=== Begin Enclosure ===
PR #6592, opened 2016-02-15
update big numbers in public pages footer

matallo:
CR @javierarce


javierarce:
:+1: Spread the :heart:!

Issue #6550, opened 2016-02-10
Set maxredirects option in Typhoeus downloader


iriberri:
From https://github.com/CartoDB/cartodb/pull/6530#issuecomment-181827348

cc @rafatower

PR #6595, opened 2016-02-15
Set maxredirs Typhoeus value

iriberri:
This change add a new option for Typhoeus in the importer downloader
that could avoid infinite loops on it. The MAX_REDIRECT constant has
been set to 5.

Closes https://github.com/CartoDB/cartodb/issues/6550

When tested at development and exceeded the maximum, the following
import error is being reported:

image

Find Typhoeus options [here](http://www.rubydoc.info/gems/typhoeus/0.4.2/Typhoeus/Curl).


iriberri:
cc @rafatower

rafatower:
:+1:

xavijam:
ready to go? :dancer:

Issue #6565, opened 2016-02-11
Implement "new widget" modal


viddo:
The "new widget" the scope will focus on implementing the _functional_ requirements, any visual and nice-to-have details will be pushed out of scope for this first iteration. 
Minimum functional requirements include:
- Can have a modal working (same as for current dashboard)
- Column title + selected state
- A type should only be visible if there is at least one option available (e.g. times-series will only work if there's at least one date column)

Must-haves:
- [x] Port modal code to new editor #6601 
- [x] PoC of adding a widget, using a single type (formula) #6617
- [x] Implement remaining types (histogram, category, time-series, …)

All nice-to-have features (that doesn't fit the scope of this milestone) needs to be dealt with later, see https://github.com/CartoDB/cartodb/issues/6635

viddo:
FYI @urbanphes I'll track progress here

viddo:
Postponed until the new designs are ready, so moving to backlog…
#6601 contains the stuff finished so far at least (the modal part).

viddo:
@urbanphes the basic functionality is done (once [the last PR](https://github.com/CartoDB/cartodb/pull/6632) is merged), meanwhile I encountered some issues, see the _"Needs further discussion"_ in the desc of this PR. Let me know when we can talk about these, meanwhile I'll continue with the bugs/remaining features.

PR #6601, opened 2016-02-16
6565 modals api PoC

viddo:
Waypoint for #6565 
PoC of adding widgets modal, not finished though since we decided to change the scope due to the problems encountered.

The old modal implementation is too tied to cartodb.js v3 (extending lower-level concepts…), so not possible to use or port as-is. Instead, I implemented it as a new component with a more semantic API, that should be more legible, extensible and easier to maintain.

The `.Dialog` styles assumes the Lato font to be loaded, but the new UI seems to use open-sans(?). For now not loading Lato, so the elements are falling back to "sans-serif". How should we deal with the CSS mismatch between old vs. new styles? cc @piensaenpixel 

Also added a loading component, to encapsulate the view/logic of control flow of having some async prerequisite for a particular view, we had this pattern all over the place in the old code so should come handy here too.

@javierarce review please
cc @xavijam FYI


lib/assets/test/spec/cartodb3/components/view-factory.spec.js
```diff
@@ -0,0 +1,86 @@
...
+      spyOn(this.view.$el, 'html');
+      this.view.render();
+    });
+
+    it('should not have leaks', function () {
+      expect(this.view).toHaveNoLeaks();
+    });
+
+    it("should inject the rendered results into the view's element", function () {
+      expect(this.view.$el.html).toHaveBeenCalled();
```
javierarce: Isn't this call to `toHaveBeenCalled` a bit redundant having `toHaveBeenCalledWith` in the following line?

viddo: I usually do this because the `toHaveBeenCalledWith` is much noisier if the arg is missing and doesn't indicate if the method was called at all. Compare `this method should have been called` vs. `this method should have been called with {asdasdasdasdasdasdasdasdasdasdasdasdasdasdasdasdas` (which might or might not been due to any call at all).

lib/assets/javascripts/cartodb3/components/modals/modal-view.js
```diff
@@ -0,0 +1,69 @@
...
+  _onDestroy: function () {
+    this.hide();
+    this._delayDueToAnimation(function () {
+      this.clean();
+    });
+  },
+
+  _delayDueToAnimation: function (fn) {
+    // timeout value ought to match the .Dialog.is-closing animation duration.
+    setTimeout(fn.bind(this), 120);
```
javierarce: Would it make sense to extract the number to a a global variable of the model?

lib/assets/test/spec/cartodb3/components/view-factory.spec.js
javierarce: Oh, it makes sense. Good to know!

javierarce:
:+1: Looks good to me

lib/assets/javascripts/cartodb3/components/modals/modal-view.js
viddo: I wasn't sure if it's worth doing, I thought the comment above should be explanatory enough. :/ What would you name that variable to make the intention and comment content more clear?

javierarce: `closingDelay` for example?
=== End Enclosure ===
Show, from the records above, every line that includes "adding".

• [Your response]:
- [x] PoC of adding a widget, using a single type (formula) #6617
PoC of adding widgets modal, not finished though since we decided to change the scope due to the problems encountered.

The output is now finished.